[Dataset entries]
<<<<

PR #2319, opened 2025-02-27
template-tag-codemod: only reuse ember prebuild if you explicitly pass the option to do so

mansona:
This was discussed during the office hours and weekly meeting

essentially while developing the template-tag-codemod it was inconvenient to have to wait for the Ember prebuild every time the script was run. But when people are using this in real apps it is usually better that they don't re-use the prebuild, especially if they are likely to be making changes that would change the contents of the prebuild

This PR removes the reuse of the prebuild entirely 👍

### DIFF
--- a/packages/template-tag-codemod/src/index.ts
+++ b/packages/template-tag-codemod/src/index.ts
@@ -78,6 +78,14 @@ export interface Options {
   // need to install `@embroider/template-tag-codemod` as a dependency to access
   // it in this way)
   renamingRules?: 'string';
+
+  /**
+   * This allows you to reuse the ember-prebuild if you are running the codemod multiple times.
+   *
+   * You should only set this setting if you know that any changes you're making will not influence
+   * the prebuild in any way. Most people should leave this set to its default `false` value
+   */
+  reusePrebuild?: boolean;
 }
 
 export function optionsWithDefaults(options?: Options): OptionsWithDefaults {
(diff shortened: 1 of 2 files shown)


ef4:
This is part of what we discussed but it's missing a key step: we need to never use the same working dir as the regular embroider build. Otherwise people will get trolled if they have a build running in some other shell, and it starts messing with the working dir again.

I think it's sufficient to set `process.env.EMBROIDER_WORKING_DIRECTORY` to something like `node_modules/.template-tag-codemod`.

Also, please leave some way to explicitly ask to skip the prebuild, for when we're working on the codemod itself. A flag or env var.

mansona:
@ef4 done 👍

packages/template-tag-codemod/src/index.ts
```diff
@@ -682,9 +693,11 @@ function applyEdits(source: string, edits: { start: number; end: number; replace
 }
 
 export async function run(partialOpts: Options) {
+  // this makes sure that we don't fight with other versions of embroider currently running on the system
+  process.env.EMBROIDER_WORKING_DIRECTORY = 'node_modules/.template-tag-codemod';
```
ef4, line 697: This is too late. Run the code and you'll see that it's not taking effect.

ef4 (changes requested):

packages/template-tag-codemod/src/index.ts
mansona: yikes you're right, I was driving myself mad trying to figure out why it wasn't working and then I realised it's being ready in **module scope** so there is no way to get it to the "start of execution" 🙈 

I've updated it now and set it just before it is read and confirmed locally that it's working 👍

PR #2320, opened 2025-02-27
convert from yargs to commander

mansona:
This is a draft PR because it does have in influence on the public API of the codemod and we should discuss if we want to move in this direction

I don't know if it's just a preference thing but I find commander a lot easier to use, apart from the way that they handle boolean options 🙈 hence the change in the API

I'll add it to the agenda to discuss on Tuesday 👍


ef4:
I will point out that the general ambiguity of how boolean args are handled currently is load-bearing infrastructure. 😂

`--components`, `--renderTests`, and `--routeTemplates` are string-valued only, but you can treat them like booleans and make the expected thing happen. `--components false` happens to work because none of your components will match the glob "false".

PR #2321, opened 2025-02-27
move ember-cli to peerDependency

mansona:
Most of the time this won't be a problem for people since ember-cli can usually be upgraded independently of your app, but this breaks for anyone trying to use the codemod with ember-source@3.28 because of the bowerDependencies deprecation and removal in ember-cli@5

The issue I have here is that we kinda want a peer, but we don't actually install the codemod 🙈 does `npx` consider the cwd when thinking about peers? What is the best way forward here? should I be doing an explicit resolve from cwd and dropping the dependency altogether? Thoughts?


ef4:
Yeah, I doubt you can rely on a peer when you're executing via `npx` or `dlx`. 

Can we just downgrade our dependency to 4.x?

mansona:
I guess that's probably ok 🤔 I don't think there is anything since 4.x that people would rely on for the prebuild. Let me try that 👍

mansona:
@ef4 I've tested this locally with my 3.28 app and it's working amazingly 🎉

PR #2322, opened 2025-02-27
add a failing test for Component.extend()

mansona:
testing this out on an old and out of date package threw up another place where people might have issues 🙈 This adds a test for cases where components are exported using `export default Component.extend({})` 

I couldn't find the code in the rest of embroider that handles this 🤔 but I figure we must be handling this somewhere else. Alternatively if we don't want to support this path we could easily add a case that instructs people to update that file to a `export default Class` without the `.extend({})` call, maybe pointing them at a different codemod? 

thoughts?

### DIFF
--- a/tests/scenarios/template-tag-codemod-test.ts
+++ b/tests/scenarios/template-tag-codemod-test.ts
@@ -180,6 +180,63 @@ tsAppScenarios
         });
       });
 
+      test('basic js backing component', async function (assert) {
+        await assert.codeMod({
+          from: {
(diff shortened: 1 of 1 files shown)


ef4:
Just found this case myself in an app and I'm working on better handling.

I don't think we'll attempt to codemod this case, but we can handle it more gracefully. 

 - the codemod should skip over files that it can't handle and report them all at the end, rather than stop.
 - we should detect this known case and explain it, rather than throwing `unimplemented declaration: CallExpression`

I think the thing we can point people at is https://www.npmjs.com/package/ember-native-class-codemod

PR #2323, opened 2025-02-27
Add Vite support for Ember@5.8 

mansona:
I'm starting to work on the auto-patching of older ember-source versions and I noticed that in my empty generated app for ember-source@5.8 tests were passing 🤔 I wanted to verify in our CI that we still need to patch ember-source@5.8 and hopefully move the patching to be in a compat adapter 👍 

~Edit: turns out something has changed and we don't need to patch Ember 5.8 any more 🤔 that... is surprising 🫠~

~I'm going to keep going with older versions to see where the line is but I guess we can merge this now?~

Edit: as @ef4 points out the module cycle with the `deprecate` function was only really in dev mode so we needed to make sure we're doing our Vite dev mode style test to expose the problem. This PR now shows the issue in one of the commits and then fixes it in the final commit 👍


ef4:
I think nothing is exercising 5.8 Add 5.8 to the matrix in vite-internals-test and I bet the `vite dev` part fails.

mansona:
I took a slightly different approach because `vite-internals-test` uses the tsAppScenarios and we haven't set up the wideTSAppScenarios yet. We really need to audit our tests soon 🙈 

I made sure to submit this as a failing commit with the expected failure and a new commit with everything passing so you can see that it is behaving correctly 👍

ef4 (approved):

PR #2333, opened 2025-03-01
Ember 5 4

mansona:
This is a bit of a hacky implementation of fixing the test loading, I will probably want to convert this to be a real babel-based implementation like #2323 

This essentially "backports" a fix for loading tests similar to the implementation in this commit of ember-source https://github.com/emberjs/ember.js/commit/f679f035d1318829652da714e13031092e2f6f8e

>>>>

State how many lines in the records above contain the word "loading", giving only the number.

### EXERCISE RESPONSE
2